Common themes of high fees
- Self-Regulating Economy: The Bitcoin fee market embodies a self-regulating economy. Users who value fast and secure transactions are willing to pay more, which enhances the security and sophistication of the network. This self-regulation is pivotal to Bitcoin's resilience, adapting organically to market dynamics.
- Efficient use of block space: High fees encourage wise use of block space, promoting innovative applications for the Bitcoin network. Developments in layer-2 solutions such as Lightning, Fedimint, and Liquid are particularly noteworthy, as they promise faster transactions at lower costs, albeit with some trade-offs.
Celebrating high first-tier fees in real terms
As Bitcoin progresses on its journey to global currency status, the inevitability of high tier-one fees, in real terms, is not a cause for concern but a milestone to be celebrated. The era in which transactions of even 1 sat/vB become prohibitively expensive represents an important chapter in Bitcoin's success and global influence. Resisting this trend is not only futile, but also contradicts the spirit of Bitcoin's growth and stability.
- Reflects the value and demand of Bitcoin: The relationship between higher transaction fees in real terms and the increase in the value and demand of Bitcoin is unambiguous. As Bitcoin establishes itself as a viable investment and transaction asset, the willingness to incur higher fees reflects its utility and perceived value. This is a bullish sign for Bitcoin's long-term sustainability and success.
- From block rewards to transaction fees: The shift from miner revenues based on block rewards to transaction fees is a fundamental evolution of Bitcoin's economic model. As we approach the maximum supply of Bitcoin, high transaction fees in real terms are becoming crucial to compensating miners and ensuring the security and longevity of the network.

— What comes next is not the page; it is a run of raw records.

PR #605, opened 2026-06-08
Fix RESOURCE_EXHAUSTED error code from 13 to 8

nixpanic:
**What type of PR is this?**

/bugfix

Inconsistent/incorrect error-code can cause confusion on what is intended to happen.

- Indicating asset maturity: High transaction fees in real terms also indicate the maturity of Bitcoin as an asset class. Similar to traditional financial systems, the presence of transaction fees in the Bitcoin network underscores its evolution from a niche technological experiment into a globally recognized financial asset.
- Reflects deflationary nature: Unlike fiat currencies, Bitcoin's deflationary design is expected to increase its value over time. High tariffs in real terms confirm this deflationary nature; As Bitcoin becomes more valuable, the cost of transacting Bitcoin naturally rises. This phenomenon is expected and indicates the success of the deflationary model.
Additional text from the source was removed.